Ein Teil der Bewegung hat sich in den Untergrund verabschiedet.
Terrorismus schied für mich persönlich ganz klar aus. Aber ich kannte Leute, die mit der RAF und so weiter in den Untergrund gegangen sind. Die Frage, in welchem Maß Gewalt berechtigt ist, hat uns allerdings alle bewegt. Und ob man mit den Leuten von der RAF solidarisch ist und ihnen gegebenfalls auch einen Schlafplatz anbietet.
Wie haben Sie entschieden?
Es hat niemand geklingelt. Das wäre eine schwierige Sache geworden. Aber die Polizei hätten wir bestimmt nicht gerufen.
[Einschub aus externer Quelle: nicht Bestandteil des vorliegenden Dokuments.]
PR #2741, opened 2020-01-13
Reading: Update importer to better tolerate unmatched student ids

kevinrobinson:
# Who is this PR for?
K5 reading teachers, specialists, literacy coaches, folks in MTSS

There was a bug in a path of the reading importer where it was handling unexpected student id values, and this hadn't come up before since that path hadn't been exercised in production yet.

# What does this PR do?
This fixes the bug so it can tick the failure and continue on, and adds a test case for it.  This doesn't add an automated loop to flag these or circle back, which we may want to add later as we automate and smooth more of the loops and flows here.

It also removes the use of `ImporterMatcher` in this class, since the class uses some other logic for matching students, and so the matcher class it wasn't being used directly anymore except for ticking valid rows.

# Checklists
+ [x] Reading importer

### DIFF
--- a/.gitignore
+++ b/.gitignore
@@ -72,8 +72,8 @@ _site/
 !/spec/importers/file_importers/data_flows_fixture.json
 
 *.csv
-!spec/fixtures/*.csv
-!spec/importers/*.csv
+!spec/fixtures/**/*.csv
+!spec/importers/**/*.csv
 
 *.sql
 !/x2_export/sql/*.sql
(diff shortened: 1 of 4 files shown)


kevinrobinson:
Also update `.gitignore` to allow CSV files in any folder within `spec/fixtures` or `spec/importers` without an explicit entry in gitignore. See https://github.com/studentinsights/studentinsights/pull/2700 for why that setup exists.

kevinrobinson:
selfie

PR #2742, opened 2020-01-13
STAR: Update config for importers to allow disabling importers

kevinrobinson:
# Who is this PR for?
developers

When there are upstream data quality issues, if we want to pause the STAR importers to avoid false-positive monitoring alerts, we have to remove the config values.  This isn't ideal since then we need to remember or record them somewhere.

# What does this PR do?
Adds `PerDistrict#is_star_import_enabled` so that config can remain in place, and we can just flip this switch if we need to globally disable while resolving issues upstream that might take a few days.

# Checklists
+ [x] STAR importers

### DIFF
--- a/app/config_objects/per_district.rb
+++ b/app/config_objects/per_district.rb
@@ -48,6 +48,22 @@ class PerDistrict
     yaml.fetch('school_definitions_for_import')
   end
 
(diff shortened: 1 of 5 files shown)


kevinrobinson:
selfie

PR #2744, opened 2020-01-13
Monitoring: Update Rollbar safelist to allow sync alerts to send more info

kevinrobinson:
# Who is this PR for?
developers

The safelist for Rollbar data wasn't allowing details about which importer, and which metric led to an alert being sent in `RecordSyncer`.  This made it harder to triage these alerts immediately so see if they were meaningful and needed action right away, or whether they were false-positive and the alerting needed to tuned.

# What does this PR do?
Adds keys to the Rollbar safelist (eg, `rollbar_safelist_alert_count`).

# Checklists
+ [x] Importing and syncing
+ [x] Monitoring


kevinrobinson:
selfie

PR #2745, opened 2020-01-14
Educators importer: Track missing email or login_name separately and skip

kevinrobinson:
# Who is this PR for?
developers

Some district SIS scripts include educator records without `login_name` or `email`.  This can happen for enough records that it leads to `RecordSyncer` alerting on it with its simple check for percentage of records that are missing or invalid or changed.  Those alerts are false positives.

# What does this PR do?
Track missing `email` or `login_name` separately instead of passing it to `RecordSyncer`.  This logs the counts, and avoids including those records in `RecordSyncer`'s stats or alerts.

# Checklists
+ [x] Educators importer


kevinrobinson:
selfie

PR #2746, opened 2020-01-14
Educators importer: Skip trying to match homerooms when none set 

kevinrobinson:
Follow-on to https://github.com/studentinsights/studentinsights/pull/2745, prevent attempting to match a homeroom record if the value is empty.  This essentially just cleans up the metrics printed in logs, since matching on those empty homerooms would always fail as expected.


kevinrobinson:
selfie

PR #2747, opened 2020-01-22
Import: Check freshness when downloading file

kevinrobinson:
# Who is this PR for?
developers, district IT staff

If there are issues on the district side that prevents export jobs from running, we don't detect automatically when files are stale.

# What does this PR do?
Checks the modified timestamp when processing a file fetched through `SftpClient`.

# Checklists
+ [x] Importers


kevinrobinson:
selfie

PR #2748, opened 2020-01-22
Reading: January reader profile prototype

kevinrobinson:
# Who is this PR for?
MTSS leaders, reading specialists, instructional coaches

# What problem does this PR fix?
This is a prototype of the iteration called the "January reader profile."  More design info available in the "12/13 reading sketches" internal doc.

# What does this PR do?
This adds a new UI section on the reading tab.  It re-purposes existing endpoints, so other than the new `enable_reader_profile_january` label, this is a JS-only change.

For local dev and testing, this uses a grid of different test cases, with students of different grades at different time periods.  The data generation isn't super realistic yet beyond the shape; that'll be something to improve iteratively after this frame is out and validated.

This also doesn't yet do any real visualization of the data, since a key aspect of the design was the hypothesis of how de-emphasizing this might shape problem solving conversations.  That'll be another pass.

# Screenshot (if adding a client-side feature)
### story: example
Screen Shot 2020-01-22 at 4 06 03 PM

### story: click on an element
(images aren't loaded in the story)
Screen Shot 2020-01-22 at 4 06 19 PM

### story: examples across grades
Screen Shot 2020-01-22 at 4 05 49 PM

### story: full grid of (grades, time)
Screen Shot 2020-01-22 at 4 05 58 PM

### product: placement within page
Screen Shot 2020-01-22 at 4 21 22 PM

# Checklists
*Which features or pages does this PR touch?*
+ [x] Student Profile

*Does this PR use tests to help verify we can deploy these changes quickly and confidently?*
+ [x] Included specs for changes
+ [x] Manual testing made more sense here

PR #2750, opened 2020-01-23
Reading: Fix letter naming tab, show more metadata when no information

kevinrobinson:
Follow-on to https://github.com/studentinsights/studentinsights/pull/2748.

Fixes a bug with the wrong assessment key for letter naming fluency, and adds test case covering a scenario that would have revealed that bug.  Also makes some updates for how no information is handled.

# Checklists
+ [x] Student Profile


kevinrobinson:
selfie

PR #2290, opened 2026-06-21
if_bridge: Remove unused disable parameter in bridge_stop

Acesp25:
The ```int disable``` parameter is included in the bridge_stop function signature but is not used in the function body.

This parameter originally appeared when importing the driver from NetBSD. However, the FreeBSD ifnet library no longer requires an if_stop function. Meaning that the function signature can be changed to only contain needed parameters for our bridge driver.

Discussed with: freebsd-net@ mailing list


gmshake (approved):
Looks good to me. ( reviewed by zlei@ )

Acesp25:
Code has been merged, thanks everybody!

Warum haben Sie 1978 die Alternative Liste mit gegründet?
Es ging uns darum, die linken Gruppen und die vielen Bürgerinitiativen und Naturschützer in einer Partei zu bündeln. Was wir in den K-Gruppen gemacht hatten, war gesellschaftlich irrelevant. Ich wollte etwas Breiteres, die Spannbreite sollte von Otto Schily bis zu uns – den K-Gruppen – reichen. Ich war schon damals kein Flügelexponent.
In Ihren wilden Jahren wollten Sie die Welt revolutionieren. Und heute?
Damals wollten wir alles, und das sofort. Eine Welt ohne Ausbeutung und Unterdrückung. Diesem Ideal haben wir uns in den gut 30 Jahren vielleicht zwei Millimeter angenähert. Übrig geblieben ist eine Nichtakzeptanz der Ungerechtigkeit in der Welt.
Gemessen an den alten Idealen, treibt Sie die Realpolitik nicht manchmal zur Verzweiflung?
Aus der großen Sehnsucht sind kleine Anfragen geworden, das stimmt. Aber die Alternativen wurden versucht. Ich sage dazu immer spaßeshalber: Dass die Weltrevolution nicht von Westberlin ausgegangen ist, das lag nicht an mir. Ich habe mein Soll übererfüllt. Andere wollten davon nichts wissen. Und das waren 98 Prozent der Bevölkerung.